## [Action item]
Which lines in the records below mention the word "notes"? Copy each one out.

[Dataset entries]
⟨
PR #2237, opened 2026-08-10
fix(ui): make settings table page-size selector work

### LINKED ISSUE #1917: Settings tables: page-size selector doesn't work (pageSize hardcoded, selection ignored)
## Repro

1. Open **Settings → Teammates** (needs >50 rows so antd auto-shows the size changer, or any table with `showSizeChanger: true`)
2. Switch the pager from **10 / page** to **100 / page**

**Expected:** 100 rows per page.
**Actual:** still 10 rows per page. The selector renders but has no effect.

## Root cause

The tables pass a *controlled* `pageSize` to antd's `<Table>` with no state behind it, so every render forces the page size back to 10:

```tsx
// TeammatesTable.tsx:284
pagination={{ pageSize: 10 }}
```

antd (v6, same as v4/v5) auto-displays the size changer when `total > 50`, so users see a working-looking dropdown whose selection is immediately overridden.

## Affected components (as of 8221754 on main)

| File | Line | Config |
|---|---|---|
| `SettingsModal/TeammatesTable.tsx` | 284 | `pagination={{ pageSize: 10 }}` |
| `SettingsModal/BranchesTable.tsx` | 620 | `pagination={{ pageSize: 10 }}` |
| `SettingsModal/MCPServersTable.tsx` | 423 | `pagination={{ pageSize: 10, showSizeChanger: true }}` |
| `SettingsModal/GatewayChannelsTable.tsx` | 3471 | `pagination={{ pageSize: 10, showSizeChanger: true }}` |

(`CardsTable.tsx:468` has the same controlled-`pageSize` pattern but hides pagination on a single page — worth fixing for consistency while in there.)

## Suggested fix

Switch to the uncontrolled prop so antd manages the selection internally:

```tsx
pagination={{ defaultPageSize: 10, showSizeChanger: true }}
```

or, if the selection should persist/be inspectable, hold `pageSize` in state and update it via the pagination `onChange`. A shared default pagination config for the settings tables would prevent this from regressing table-by-table.

---
Reported by joe in Slack #agor (2026-07-14); verified against latest main by Hodor.

Abdulrehman-PIAIC80387:
## What

Makes the page-size selector actually work in the Settings tables. Switches the
five affected `<Table>` call sites from antd's controlled `pageSize` to the
uncontrolled `defaultPageSize`, and adds a regression test.

## Why

The size changer rendered and responded to clicks, but had no effect on the rows
shown — you could select "100 / page" and still get 10 rows. antd auto-displays
the size changer once `total > 50`, so users hit a control that looks functional
and silently does nothing.

## How

`pagination={{ pageSize: N }}` is a *controlled* prop: the supplied pagination
object is merged over the table's internal pagination state on every render. So
picking a new size updated the internal state, the table re-rendered, and the
controlled value immediately forced it back to `N`.

`defaultPageSize` seeds the initial value and then lets antd own the state.
Each call site keeps its existing `showSizeChanger` / `hideOnSinglePage` value
unchanged.

| File | Before | After |
|---|---|---|
| `SettingsModal/TeammatesTable.tsx` | `pageSize: 10` | `defaultPageSize: 10` |
| `SettingsModal/BranchesTable.tsx` | `pageSize: 10` | `defaultPageSize: 10` |
| `SettingsModal/MCPServersTable.tsx` | `pageSize: 10` | `defaultPageSize: 10` |
| `SettingsModal/GatewayChannelsTable.tsx` | `pageSize: 10` | `defaultPageSize: 10` |
| `SettingsModal/CardsTable.tsx` | `pageSize: 20` | `defaultPageSize: 20` |

### Scope notes

Two deliberate omissions, called out so they read as decisions rather than misses:

- **`UploadsTab.tsx` and `BranchModal/tabs/SessionsTab.tsx` are left alone.** Both
  set `showSizeChanger: false`, so there is no user-reachable bug there and
  changing them would be churn.
- **`showSizeChanger: true` was not added to Teammates/Branches.** The issue's
  suggested snippet includes it, but those two call sites never opted in — antd
  only auto-shows the changer past 50 rows, so forcing it true would make the
  dropdown appear on small tables where it doesn't today. That's a UX change
  beyond the reported bug. Happy to add it if you'd prefer.
- **No shared pagination config.** The issue notes a shared default would stop
  this regressing table-by-table. That seemed like scope worth agreeing on
  first — glad to follow up with it if wanted.

## Testing

- Added `applies a page size picked from the pagination size changer` to
  `TeammatesTable.test.tsx`. It renders 60 teammates, asserts 10 rows, drives the
  size changer to 20, and asserts 20 rows. **Fails on `pageSize`, passes on
  `defaultPageSize`.**
- Full `agor-ui` suite: **1323 passed** across 193 files.
- `pnpm typecheck` — 21/21 tasks pass.
- `pnpm lint` — clean.
- Manually verified against a local instance on Settings → Integrations → MCP
  Servers with 12 servers: switching 10 → 20 per page now renders all 12 rows and
  collapses the pager to a single page. Before the change the pager label updated
  but the table stayed at 10 rows across 2 pages.

**What reviewers should check:** that the initial page size is unchanged on all
five tables (10, except Cards at 20), and that the size changer now persists a
selection.

## Video demo

https://github.com/user-attachments/assets/2bc397f0-7c38-4c24-816c-ef93f51d7f8c

### After

Closes #1917

### DIFF
--- a/apps/agor-ui/src/components/SettingsModal/BranchesTable.tsx
+++ b/apps/agor-ui/src/components/SettingsModal/BranchesTable.tsx
@@ -617,7 +617,7 @@ export const BranchesTable: React.FC<BranchesTableProps> = ({
           dataSource={filteredBranches}
           columns={columns}
           rowKey="branch_id"
-          pagination={{ pageSize: 10 }}
+          pagination={{ defaultPageSize: 10 }}
           size="small"
           onRow={(record) => ({
             onClick: () => onRowClick?.(record),
--- a/apps/agor-ui/src/components/SettingsModal/CardsTable.tsx
+++ b/apps/agor-ui/src/components/SettingsModal/CardsTable.tsx
@@ -465,7 +465,7 @@ export const CardsTable: React.FC<CardsTableProps> = ({
                 columns={cardColumns}
                 rowKey="card_id"
                 size="small"
-                pagination={{ pageSize: 20, hideOnSinglePage: true }}
+                pagination={{ defaultPageSize: 20, hideOnSinglePage: true }}
                 onRow={(record) => ({
                   onClick: () => {
                     setCardModalCard(record);
--- a/apps/agor-ui/src/components/SettingsModal/GatewayChannelsTable.tsx
+++ b/apps/agor-ui/src/components/SettingsModal/GatewayChannelsTable.tsx
@@ -3846,7 +3846,7 @@ export const GatewayChannelsTable: React.FC<GatewayChannelsTableProps> = ({
           dataSource={channels}
           columns={columns}
           rowKey="id"
-          pagination={{ pageSize: 10, showSizeChanger: true }}
+          pagination={{ defaultPageSize: 10, showSizeChanger: true }}
           size="small"
         />
       )}
--- a/apps/agor-ui/src/components/SettingsModal/MCPServersTable.tsx
+++ b/apps/agor-ui/src/components/SettingsModal/MCPServersTable.tsx
@@ -420,7 +420,7 @@ export const MCPServersTable: React.FC<MCPServersTableProps> = ({
         dataSource={servers}
         columns={columns}
         rowKey="mcp_server_id"
-        pagination={{ pageSize: 10, showSizeChanger: true }}
+        pagination={{ defaultPageSize: 10, showSizeChanger: true }}
         size="small"
       />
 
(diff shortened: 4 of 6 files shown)


mistercrunch (approved):

mistercrunch:
Thanks for the contribution!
⟩
## [Final answer]
### Scope notes
- **No shared pagination config.** The issue notes a shared default would stop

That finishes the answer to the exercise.